Furthermore, by utilizing Equation (26) and applying Lemma 2, we obtain

$$\begin{array}{cc}\hfill & \frac{1}{l^3}{\left[z(r,t)\right]}^2\le \frac{1}{l^2}{\int }_0^l{\left[z^{\prime }(r,t)\right]}^{2}dr\le {\int }_0^s{\left[z^{″}(r,t)\right]}^{2}dr\le \kappa \left(t\right)\le \frac{1}{\iota }W\left(t\right).\hfill \end{array}$$

(43)

Finally, this leads to

$$\begin{array}{c}\hfill \mid z(r,t)\mid \le \sqrt{\frac{l^3}{{\lambda }_2}(W\left(0\right)e^{-\iota t}+\frac{\epsilon }{\iota })},\forall (r,t)\in [0,l]\times [0,+\infty ),\end{array}$$

(44)

$$\begin{array}{c}\hfill \mid \mathrm{\Theta }(r,t)\mid \le \sqrt{\frac{l}{{\lambda }_2}(W\left(0\right)e^{-\iota t}+\frac{\epsilon }{\iota })},\forall (r,t)\in [0,l]\times [0,+\infty ).\end{array}$$

(45)

□

4. Simulation

Simulation experiments require solving PDEs, and there are two commonly used methods for solving PDEs: finite difference method and finite element method. This study employs the finite difference method to validate the effectiveness of the control strategy. We choose the system parameters as follows: $E{I}_b=0.2{\mathrm{Nm}}^2$, $x_{a}c=0.05\mathrm{N}$, $\rho =10\mathrm{kg}/\mathrm{m}$, $l=2.0\mathrm{m}$, $x_{e}c=0.35\mathrm{m}$, $I_p=1.5\mathrm{kgm}$, $\xi =0.6$, and $GJ=0.5{\mathrm{Nm}}^2$. The initial states of the system are set as $z(r,0)=r/l$ and $\mathrm{\Theta }(r,0)=\frac{\pi r}{2l}$, along with $\dot{z}(r,0)=\dot{\mathrm{\Theta }}(r,0)=0$. The external disturbances are provided as follows:

$$\begin{array}{cc}\hfill g_1\left(t\right)=0.02& + 0.04\sin \left(0.1t\right)g_2\left(t\right)=0.4+0.5\sin \left(0.1t\right)\hfill \\ \hfill & g_h(r,t)=(1+3\cos \left(3\pi t\right)+\sin \left(\pi t\right))r/30\hfill \end{array}$$

Figure 2 and Figure 3 illustrate the deformation of the flexible wing without control, i.e., when $u_1\left(t\right)=0$ and $u_2\left(t\right)=0$. The maximum displacement can reach approximately 1 m and 1.6 rad, which has significant side effects on the system. Figure 4 and Figure 5 present the stereoscopic representation of flexible wings with proposed control. It can be seen that the 3D direction deflection of the system can be stabilized under control. The parameters selected for the controllers are $k_1=2$, $k_2=1$, ${\gamma }_1=0.02$, ${\gamma }_2=5$, ${\mu }_{11}={\mu }_{12}=0.15$, and ${\mu }_{21}={\mu }_{22}=0.17$. Figure 6 and Figure 7 depict the time-dependent diagrams of the actual inputs. It can be observed that under the influence of inverse hysteresis dynamics (9)–(11), the controller inputs $u_1\left(t\right)$ and $u_2\left(t\right)$ can converge to zero, effectively avoiding the impact of hysteresis nonlinearity (6)–(8). At the outset, the controller applies relatively large inputs, causing the state variables to rapidly converge near zero. Subsequently, the control inputs are also reduced, and as the state variables converge to zero, the control inputs likewise converge to zero. The initial overshoot is employed to ensure the rapid convergence of the state variables, and the magnitude of the overshoot is kept within the power range of the actuators.
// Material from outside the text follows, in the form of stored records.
PR #6016, opened 2026-07-25
[rtextures] Replaces `rlUnloadTexture` in UnloadRenderTexture with `UnloadTexture`

lamweilun:
Replaces `rlUnloadTexture` in UnloadRenderTexture with `UnloadTexture`.

- Fixes a missing log when calling UnloadRenderTexture.

### DIFF
--- a/src/rtextures.c
+++ b/src/rtextures.c
@@ -4470,11 +4470,7 @@ void UnloadRenderTexture(RenderTexture2D target)
 {
     if (target.id > 0)
     {
-        if (target.texture.id > 0)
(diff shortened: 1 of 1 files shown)


raysan5:
> Fixes a missing log when calling UnloadRenderTexture.

Actually, that was the reason why `rlUnloadTexture` is used instead of `UnloadTexture`. There could be some cases that a `RenderTexture` is recreated every frame and consequently log is spammed with the unload attachment, so I solved that issue with current implementation.

PR #6018, opened 2026-07-25
[rlgl] Add render batch utility functions to control the current depth

rgebee:
Allows existing draw functions to be drawn out of order with different depths. I can set the depth when making custom draw functions using `rlVertex3f` but it made more sense to solve from rlgl rather than reimplement every draw function I want to use for this. I also looked at `rlTranslatef` but that adds additional matrix multiplication that is not needed here and it also applies on top of the current depth which I would need the value of to offset it.

The use case is drawing a variety of entities in a game in an isometric grid where entities may appear behind buildings, other entities etc. They use a few different draw functions and while entities are currently sorted to draw in order, there are a large number of them so I would like to draw them out of order using depth testing to see if it improves the performance.

The main change is a utility function to get the active render batch to match the existing `rlSetRenderBatchActive`. This allows access to the default render batch that is created which allows me to change the depth and debug the render batch state.

I also added utility functions specifically for getting/setting the depth value. Wasn't sure if that would be useful to have as well.

Changes:
* Add `rlGetRenderBatchActive` to match `rlSetRenderBatchActive`.
* Add `rlGetRenderBatchDepth` to get the depth for the active render batch
* Add `rlSetRenderBatchDepth` to set the depth for the active render batch

### DIFF
--- a/src/rlgl.h
+++ b/src/rlgl.h
@@ -730,9 +730,13 @@ RLAPI int *rlGetShaderLocsDefault(void);                // Get default shader lo
 RLAPI rlRenderBatch rlLoadRenderBatch(int numBuffers, int bufferElements); // Load a render batch system
 RLAPI void rlUnloadRenderBatch(rlRenderBatch batch);    // Unload render batch system
 RLAPI void rlDrawRenderBatch(rlRenderBatch *batch);     // Draw render batch data (Update->Draw->Reset)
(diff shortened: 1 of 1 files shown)


raysan5:
@rgebee I'm afraid I prefer to avoid adding those functions, they modify internal depth and can open the door to future issues. I recommend doing the sorting at user side.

Proportional–derivative controller (PDC) is a type of feedback control system commonly used in engineering and industrial applications. It is a combination of two fundamental control actions: proportional control and derivative control. In this paper, we set a PDC for comparison purposes, which is expressed as ${\tau }_1\left(t\right)={\psi }_{1}z(l,t)+{\psi }_2\dot{z}(l,t)$, and ${\tau }_2\left(t\right)={\psi }_3\mathrm{\Theta }(l,t)+{\psi }_4\dot{\mathrm{\Theta }}(l,t)$ by selecting the control gains as ${\psi }_1=5$, ${\psi }_2=2.4$, ${\psi }_3=60$, and ${\psi }_4=0.01$. The PDC method is similar to a model-free approach based on the error and its derivative. The control performance is indicated in Figure 8 and Figure 9. Under the PDC, both displacements converge at a relatively slow speed, and it is difficult for the state to converge near zero. Excessive vibration levels could potentially have an adverse impact on the flight performance of a flapping-wing aircraft. To further validate the effectiveness of the controller proposed in this study, we applied the controller from [33] to the flexible wing system. In [33], a novel adaptive controller has been designed to compensate for a disturbance-like term synthesized from the input hysteresis compensation error and unknown disturbances. Due to its strong robustness, this method has been widely employed in the boundary control for various flexible structures in recent years [19]. However, from Figure 10 and Figure 11, we can observe that the control performance of this controller is relatively poor because the hysteresis compensation operator introduces a compensation error, which increases the disturbance term and may result in slower state convergence. In contrast, the controller proposed in this study eliminates compensation errors, thus addressing this drawback. By comparing the vibration conditions at the top end of the wing based on PDC and the scheme in [33], as shown in Figure 12 and Figure 13, we can conclude that the proposed control method can better guarantee the excellent performance of the flexible wing system.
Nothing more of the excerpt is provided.